Microsoft Exchange – ProxyLogon Vulnerability Analysis

The goal of this case study is to summarize technical details of the ProxyLogon vulnerability alongside with other vulnerabilities that were used in chain to perform remote code execution in early 2021 Exchange hack. In addition, we have reproduced and described steps resulting in successful exploitation of Exchange Server 2016 CU16. Exchange administrators and security practitioners can use this guide to test their deployments or generate logs they can further analyze to gather IOCs and compare it with logs from their live systems.


ProxyLogon means chaining two of the vulnerabilities (CVE-2021-26855 and CVE-2021-27065) together for exploitation.

  • A server-side request forgery (SSRF ) vulnerability in Exchange CVE-2021-26855 which allowed the attacker to send arbitrary HTTP requests and authenticate as the Exchange server.
  • CVE-2021-27065 is a post-authentication arbitrary file write vulnerability in Exchange. Attacker can try to authenticate by exploiting the CVE-2021-26855 SSRF vulnerability or by compromising a legitimate admin’s credentials.

Which versions of Microsoft Exchange are affected?

Affected versions of Exchange Servers:

  • 2013 < 15.00.1497.012
  • 2016 CU18 < 15.01.2106.013
  • 2016 CU19 < 15.01.2176.009
  • 2019 CU7 < 15.02.0721.013
  • 2019 CU8 < 15.02.0792.010

Mitigation Strategies

The Cybersecurity & Infrastructure Security Agency (CISA) has issued an emergency directive and alert addressing several critical vulnerabilities recently found in Microsoft Exchange products. As a result, they recommended install the security patch as a solution.
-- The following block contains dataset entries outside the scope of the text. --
PR #89, opened 2022-12-12
Introduce daemon support for infrap4d for DPDK target

nupuruttarwar:
Add support to run infrap4d as daemon for DPDK target. By default, infrap4d runs in detached mode.
If user wants to run infrap4d in attached mode, use --nodetach option. Add logging information to documentation.

### DIFF
--- a/infrap4d/daemon/daemon-unix.c
+++ b/infrap4d/daemon/daemon-unix.c
@@ -1,0 +1,246 @@
+/*
+ * Copyright (c) 2008, 2009, 2010, 2011, 2012, 2013, 2015 Nicira, Inc.
+ *
+ * Licensed under the Apache License, Version 2.0 (the "License");
+ * you may not use this file except in compliance with the License.
+ * You may obtain a copy of the License at:
+ *
+ *     http://www.apache.org/licenses/LICENSE-2.0
+ *
+ * Unless required by applicable law or agreed to in writing, software
+ * distributed under the License is distributed on an "AS IS" BASIS,
+ * WITHOUT WARRANTIES OR CONDITIONS OF ANY KIND, either express or implied.
+ * See the License for the specific language governing permissions and
+ * limitations under the License.
+ */
+
+#include "daemon.h"
+#include <stdio.h>
+
+#include <sys/types.h>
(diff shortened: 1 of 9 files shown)


infrap4d/daemon/daemon-unix.c
```diff
@@ -0,0 +1,246 @@
...
+#include <unistd.h>
+#include "fatal-signal.h"
+
+#ifdef __linux__
+#define LINUX 1
+#else
+#define LINUX 0
+#endif
+
+/* --detach: Should we run in the background? */
```
ffoulkes, line 36: It just dawned on me: we're linking the daemon code into infrap4d, along with stratum, krnlmon, and a p4 driver. We should ensure that we do not pollute the global namespace in the process.

One solution would be make these files C++, rather than C, and wrap them in namespaces. I'd suggest `inf4ap4d`.

Another solution would be to add a prefix to each global symbol. I would suggest `infrap4d_`.

We do not (necessarily) need to do this for the initial commit, but we should plan to follow up fairly soon.

infrap4d/infrap4d_main.cc
```diff
@@ -21,6 +28,12 @@ int main(int argc, char* argv[]) {
...
 #elif defined(DPDK_TARGET)
+  gflags::ParseCommandLineFlags(&argc, &argv, false);
+  if (FLAGS_detach) {
+      daemonize_start(false);
+      daemonize_complete();
+  }
+
   krnlmon_init();
 
   krnlmon_shutdown();
```
ffoulkes, line 39: The function should end with `return 0;`.

I'm surprised we aren't getting a compiler warning about the function not returning a value. Or are we?

nupuruttarwar: I didn't notice any warning. Added return 0

infrap4d/daemon/daemon-unix.c
nupuruttarwar: You are right, added infrap4d_ prefix to avoid any conflicts for global variables

ffoulkes (approved):
LGTM

PR #90, opened 2022-12-12
Address bandit warnings in p4rt-ctl

ffoulkes:
- Added `# nosec` to assert statements to suppress bandit warnings.


nupuruttarwar (approved):
LGTM

PR #92, opened 2022-12-12
Check if FDB table entry exists before sending INSERT request

nupuruttarwar:
Check if entry was already programmed from previous mac learning using READ P4RT call before issuing a new INSERT call to program the FDB entry. This helps reduce the duplicate entry errors

### DIFF
--- a/ovs-p4rt/ovs_p4rt_session.cc
+++ b/ovs-p4rt/ovs_p4rt_session.cc
@@ -106,7 +106,7 @@ absl::Status GetForwardingPipelineConfig(OvsP4rtSession* session,
   return absl::OkStatus();
 }
 
-absl::StatusOr<ReadResponse> SendReadRequest(OvsP4rtSession* session,
+absl::Status SendReadRequest(OvsP4rtSession* session,
                                              const ReadRequest& read_request) {
   grpc::ClientContext context;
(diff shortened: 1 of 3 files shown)


nupuruttarwar:
This PR is a draft until the GetTable Entry issue given table id and match key is fixed from SDE side. Once this is fixed, similar logic can be applied to ConfigFdbTunnelTableEntry entry. After testing, this PR can be merged

ovs-p4rt/ovs_p4rt_session.cc
```diff
@@ -106,7 +106,7 @@ absl::Status GetForwardingPipelineConfig(OvsP4rtSession* session,
   return absl::OkStatus();
 }
 
-absl::StatusOr<ReadResponse> SendReadRequest(OvsP4rtSession* session,
+absl::Status SendReadRequest(OvsP4rtSession* session,
```
ffoulkes, line 109: The purpose of these changes is to simplify SendReadRequest so it returns just the status code?

You might want to add something to this effect to the commit comment, to provide good documentation for both review and audit trail purposes.

ffoulkes (commented):
LGTM

I see this is a Draft PR. Are we waiting on some event to make it an actual PR?

PR #95, opened 2022-12-14
Fix build error when invoking grpc_cpp_plugin

ffoulkes:
The build failed with the following error message when compiling the C++ protobuf gRPC files:

```
grpc_cpp_plugin: error while loading shared libraries: libprotoc.so.3.18.1.0: cannot open shared object file: No such file or directory
```

The problem turned out to be that, on the system in question, RUNPATH was set to $ORIGIN/../lib and the needed libraries were in $ORIGIN/../lib64.

This changelist modifies the dependencies script to configure the gRPC patch file at build time, using CMAKE_INSTALL_LIBDIR to supply the name of the library subdirectory.


kkongusa (commented):
Keith here, sitting in for Aravind.   Posting my first comment to "test the waters" 8-)

ffoulkes:
> Keith here, sitting in for Aravind. Posting my first comment to "test the waters" 8-)

Here you are, born to be kings, you're the Princes of the Universe. (guitar wails)

5abeel (approved):
lgtm

PR #96, opened 2022-12-14
Build system improvements

ffoulkes:
1) Added support for both lib and lib64 when setting RUNPATH on binary
   executables.

2) Implemented --rpath and --no-rpath options in make-all.sh.

3) Made DEPEND_INSTALL_DIR and SDE_INSTALL_DIR default to the values
   of the DEPEND_INSTALL and SDE_INSTALL environment variables.


5abeel (approved):
lgtm

PR #97, opened 2022-12-14
Distinguish global symbols in infrap4d/daemon

ffoulkes:
- Added a distinguishing prefix to several of function names in the files that were ported from ovs to infrap4d/daemon, to reduce the probability of collisions in the global namespace.

### DIFF
--- a/infrap4d/daemon/daemon-unix.c
+++ b/infrap4d/daemon/daemon-unix.c
@@ -46,7 +46,7 @@ int infrap4d_daemonize_fd = -1;
 static pid_t fork_and_clean_up(void);
 static void daemonize_post_detach(void);
 
-int
+static int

This method is the only complete mitigation and has no impact to functionality. The following link has details on how to install the security update:

Interim mitigations if unable to patch Exchange Server 2013, 2016, and 2019:

We recommend implementing an IIS Re-Write Rule to filter malicious HTTPS requests, and disabling:

  • Unified Messaging (UM)
  • Exchange Control Panel (ECP) VDir
  • Offline Address Book (OAB) VDir

These mitigations can be applied or rolled back using the ExchangeMitigations.ps1 script. Also, we recommend performing triage and in-depth analysis of logs. This script has some known impacts on Exchange Server functionality. Mitigations are effective against the attacks we have seen in the wild so far. Nevertheless, these may not be a complete solution for all possible exploitation methods of these vulnerabilities.

This will not evict an adversary who has already compromised a server. Therefore, you should perform further investigation using threat hunting. Until fully patched, these mitigations should only serve as a temporary solution. In addition, we recommend applying all the mitigations at once.